This assignment is due at the beginning of lecture on Monday, 16 Feb.

In lecture we've shown how an n^th-order ode can be recast as a system of n 1^st-order ode. In these 4 problems, you'll be translating the ode given into a single line of MATLAB code.
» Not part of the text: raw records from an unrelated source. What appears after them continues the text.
PR #194, opened 2020-07-29
Geojson simplify

fpernice-google:
Script to simplify the data downloaded by the script in PR #192 .

PR #195, opened 2020-07-29
Added plotting tool to visualize changes.

fpernice-google:
Script to plot a comparison between the data downloaded by script in #192  and simplified in #194 .

### DIFF
--- a/tools/geojson_simplifier/plotter.py
+++ b/tools/geojson_simplifier/plotter.py
@@ -1,0 +1,53 @@
+# Copyright 2020 Google LLC
+#
+# Licensed under the Apache License, Version 2.0 (the "License");
+# you may not use this file except in compliance with the License.
+# You may obtain a copy of the License at
+#
+#      http://www.apache.org/licenses/LICENSE-2.0
+#
+# Unless required by applicable law or agreed to in writing, software
+# distributed under the License is distributed on an "AS IS" BASIS,
+# WITHOUT WARRANTIES OR CONDITIONS OF ANY KIND, either express or implied.
+# See the License for the specific language governing permissions and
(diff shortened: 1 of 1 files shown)


tools/geojson_simplifier/plotter.py
```diff
@@ -0,0 +1,53 @@
...
+FLAGS = flags.FLAGS
+flags.DEFINE_string('original_path', default=None,
+                    help='Path to original geojson to be compared.')
+flags.DEFINE_string('simplified_path', default=None,
+                    help='Path to simplified geojson to be compared.')
+
+
+def main(_):
+    flags.mark_flag_as_required('original_path')
+    flags.mark_flag_as_required('simplified_path')
```
jeffreyoldham, line 39: Let's move these immediately after the flags declarations.

tools/geojson_simplifier/plotter.py
```diff
@@ -0,0 +1,53 @@
...
+    python3 plotter.py --original_path original-data/geoId-01.geojson
+                       --simplified_path simplified-data/geoId-01-simple.geojson
+"""
+
+from absl import flags
+from absl import app
+import geopandas as gpd
+import matplotlib
+matplotlib.use('TkAgg')
+import matplotlib.pyplot as plt
```
jeffreyoldham, line 27: Do we need to update the requirements.txt file?

fpernice-google: Nope. These packages are already included.

tools/geojson_simplifier/plotter.py
fpernice-google: Moved.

I'll give an example first:

• The 2^nd-order ode d²x/dt² = -ω²x for a simple harmonic oscillator
• can be recast as dx/dt = v and dv/dt = -ω²x
• a MATLAB vector can then be constructed to represent the variables, figuratively, as y = [ x ; v ]
• and the ode can be written, literally, in MATLAB as dydx = [ y(2) ; -omega^2 * y(1) ];

1. In simulating a bicyclist capable of constant power output P, we find dv/dt = F/m, with F_b = P/v & F_drag = -av - bv². (This is a 1^st-order ode problem, so do not assume F = md²x/dt².)
   Figurative: y = v
   MATLAB: dydt = 1/m*( P/v - a*v - b*v^2);
   
   Note that since this is a scalar problem, the brackets are unnecessary.



2. A damped, non-linear simple pendulum has an equation of motion d²θ/dt² = -Ω² sin θ - q dθ/dt.
   Figurative:
   y = [
   th
   w
   ]
   
   MATLAB:
   dydt = [
   y(2)
   -Omega^2*sin(th) - q*y(2)
   ];



3. For a mass m in free fall without air resistance near the surface of a planet, we find F_x = 0 & F_y = -mg. (Here you do need to recognize that this is a system of 2^nd-order ode.)
   Figurative:
   y = [
   y
   v_y
   ]
   
   MATLAB:
   dydt = [
   y(2)
   -g
   ];



4. In projectile motion, one might find equations of motion for the projectile as F_x = -mbvv_x & F_y = -mg -mbvv_y. (Here v is the magnitude of the velocity vector and v_i are its components.)
   Figurative:
   y = [
   x
   y
   v_x
   v_y
   ]
   
   MATLAB:
   vx = y(3);
   vy = y(4);
   magV = sqrt(vx^2 + vy^2);
   dydt = [
   vx
   vy
   -(b*magV*vx)/m
   -g - (b*magV*vy)/m
   ];